### What is expected
Check every line in the listing below for "issues". Copy the ones where it occurs.

### Recorded information
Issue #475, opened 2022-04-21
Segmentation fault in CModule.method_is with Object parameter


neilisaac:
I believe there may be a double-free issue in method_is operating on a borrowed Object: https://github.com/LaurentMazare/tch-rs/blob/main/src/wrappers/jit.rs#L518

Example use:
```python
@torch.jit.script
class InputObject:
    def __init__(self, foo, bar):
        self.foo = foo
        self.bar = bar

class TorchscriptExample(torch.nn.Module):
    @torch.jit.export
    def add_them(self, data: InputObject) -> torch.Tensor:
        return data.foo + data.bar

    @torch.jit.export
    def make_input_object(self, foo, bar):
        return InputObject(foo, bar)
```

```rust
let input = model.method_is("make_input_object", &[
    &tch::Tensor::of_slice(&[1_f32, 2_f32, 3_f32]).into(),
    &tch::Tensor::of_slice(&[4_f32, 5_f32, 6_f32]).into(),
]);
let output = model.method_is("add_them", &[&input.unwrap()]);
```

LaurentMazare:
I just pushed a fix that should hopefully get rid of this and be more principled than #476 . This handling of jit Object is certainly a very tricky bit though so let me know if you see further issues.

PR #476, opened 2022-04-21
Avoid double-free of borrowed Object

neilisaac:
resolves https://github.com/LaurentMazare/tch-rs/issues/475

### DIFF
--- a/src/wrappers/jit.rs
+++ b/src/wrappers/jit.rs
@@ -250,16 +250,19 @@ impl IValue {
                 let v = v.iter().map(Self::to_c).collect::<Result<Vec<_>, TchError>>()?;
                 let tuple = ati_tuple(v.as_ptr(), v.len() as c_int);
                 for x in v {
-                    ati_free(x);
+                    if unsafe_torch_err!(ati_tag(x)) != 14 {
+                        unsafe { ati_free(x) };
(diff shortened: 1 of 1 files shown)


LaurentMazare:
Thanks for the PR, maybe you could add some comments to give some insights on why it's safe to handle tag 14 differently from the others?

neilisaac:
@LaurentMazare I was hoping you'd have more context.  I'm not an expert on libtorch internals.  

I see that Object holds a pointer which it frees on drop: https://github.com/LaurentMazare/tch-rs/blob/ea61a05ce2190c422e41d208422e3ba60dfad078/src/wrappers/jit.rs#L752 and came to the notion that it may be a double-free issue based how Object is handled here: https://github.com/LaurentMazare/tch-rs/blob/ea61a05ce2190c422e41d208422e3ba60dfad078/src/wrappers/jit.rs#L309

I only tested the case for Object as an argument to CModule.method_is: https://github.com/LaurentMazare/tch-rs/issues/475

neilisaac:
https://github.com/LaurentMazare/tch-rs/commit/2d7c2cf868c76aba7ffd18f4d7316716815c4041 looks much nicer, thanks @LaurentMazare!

### Solution
I just pushed a fix that should hopefully get rid of this and be more principled than #476 . This handling of jit Object is certainly a very tricky bit though so let me know if you see further issues.
resolves https://github.com/LaurentMazare/tch-rs/issues/475
I only tested the case for Object as an argument to CModule.method_is: https://github.com/LaurentMazare/tch-rs/issues/475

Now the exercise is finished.